The results of this study also showed that the incidence of adverse reactions in the olanzapine group was lower, mainly consisting of dizziness, lethargy, and constipation. The symptoms were controllable, and the patients were well tolerant. This study utilized the FLIE questionnaire to assess the impact of CINV on QoL; it was found that the olanzapine group was significantly better than the control group. For patients receiving chemotherapy, the decline in QoL caused by CINV is the most important cause for patients discontinuing treatment.32 Studies have shown that even in patients with mild nausea, food intake is reduced by 300–500 kcal compared with patients without nausea.33 The improvement in QoL in this study can be attributed to the effective control of CINV and the pharmacological properties of olanzapine. As a psychiatric drug, olanzapine exhibits increased adverse effects such as increased body weight, appetite, and sedation. In cancer patients, the incidence of anxiety and depression is high, reaching 7.6%~49%.34 The number of patients with sleep disorders is more than 31% to 57%.35 Therefore, the adverse reactions of olanzapine are, in fact, beneficial for cancer patients, improving the treatment response rate, as well as QoL. These results were further confirmed by the fact that the proportion of patients with insomnia and appetite loss in the olanzapine group was decreased significantly compared with the control group.

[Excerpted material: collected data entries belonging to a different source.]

PR #198, opened 2019-10-31
change the font size to 18px

sgrg1:
fix font issue

### DIFF
--- a/src/components/basic/Card.md
+++ b/src/components/basic/Card.md
@@ -13,89 +13,81 @@ import CardFooter from "./CardFooter";
 import Section from "./containers/Section";
 
 <Section>
-  <div className="row">
-    <div className="d-flex col-md-4">
-      <Card>
-        <CardContent>
-          <div class="dg_card__content">
+  <div className="container">
+    <div className="row">
+      <div className="d-flex col-md-4">
+        <Card>
+          <CardContent>
             <div className="dg_icon-container">
               <i className="fas fa-star" aria-hidden="true"></i>
             </div>
             <h3>Centered With Icon</h3>
             <p>.8 acres</p>
-            <p>
-              <a href="https://www.google.com/maps">
-                300 Lennox Avenue Room 202 Towson, Maryland 21286
-              </a>
-            </p>
-          </div>
-        </CardContent>
-        <CardFooter>
-          <button type="button" className="dg_button">
-            Learn More
-          </button>
-        </CardFooter>
-      </Card>
-    </div>
-    <div className="d-flex col-md-4">
-      <Card>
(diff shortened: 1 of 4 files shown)


theilman7 (dismissed):
Looks good. Font size for the `p` tag appears to be 18px.

src/components/basic/Card.md
```diff
@@ -22,11 +22,13 @@ import Section from "./containers/Section";
           </div>
           <h3>Centered With Icon</h3>
           <p>.8 acres</p>
-          <p>
-            <a href="https://www.google.com/maps">
-              300 Lennox Avenue Room 202 Towson, Maryland 21286
-            </a>
-          </p>
+          <div className="dg_card__content">
+            <p>
```
martypowell: @sgrg1 I think your changes are right, but your example doesn't make sense. In the html here, you are adding a `p` tag to control the style, but you shouldn't be adding html to adjust the style, thats why we have css. So in this case, you probably want to take the rule you created and add `a` to it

everal limitations should be considered in the present study. First, it was a retrospective case-control study with a relatively small number of patients, Treatment and selection bias is inevitable. In fact, doctors make therapeutic decisions whether to add olanzapine or not based on the judgement of individual CINV risk and patient-clinician conversation. It is likely that patients received the olanzapine-containing triple antiemetic regimen tended to have more risk factors for CINV. However, the results still showed better control of CINV in patients with olanzapine-containing regimen. Therefore, in light of these, we think that our result is plausible. But the conclusions need to be verified in larger prospective studies. Second, since patients with gastrointestinal tumor were relatively young and common among women in the two institutions, we only focus on the population harbor three CINV high-risk factors. In addition, there are other factors that may be important but have not been included in the present study, such as history of motion sickness or pregnancy-associated morning sickness, symptoms of anxiety or expectation. Therefore, it is unknown whether these findings are applicable to other high-risk patients or the whole population of patients receiving MEC. Further multicenter prospective studies and large clinical investigations should be conducted to explore the effect of olanzapine in these patients. Third, the retrospective nature of this study and the limited information available from the medical records limited this study’s ability to report on some commonly used endpoints in antiemetic clinical trials such as acute and delay nausea.

Conclusion

The data provided in this double-center retrospective and non-randomized observational study indicate that antiemetic prophylaxis with the triple regimen of olanzapine combined with 5-HT3 RA and dexamethasone was safe and effective as CINV prophylaxis in gastrointestinal tumor patients with high-risk factors for CINV who were receiving MEC. The olanzapine-containing triple antiemetic regimen, compared with a tropisetron/dexamethasone regimen, exhibits better efficacy for the prevention of delayed and overall emesis and improvement of the nausea control rate. Furthermore, the addition of olanzapine reduced the negative impact of CINV on the QoL of patients. The adverse effects or symptoms were tolerable in the two groups. Further randomized and controlled studies with a larger sample size are required to confirm the efficacy of olanzapine in this clinical setting.

Ethics and Consent Statement

This study was approved by Ethics Committee of Peking University Shenzhen Hospital. And all the protocol used in the present study was approved by the Institutional Review Boards of all participating centers. Moreover, all these procedures were performed in accordance with the ethical standards established in the Declaration of Helsinki. All patients provided written informed consent before starting the study.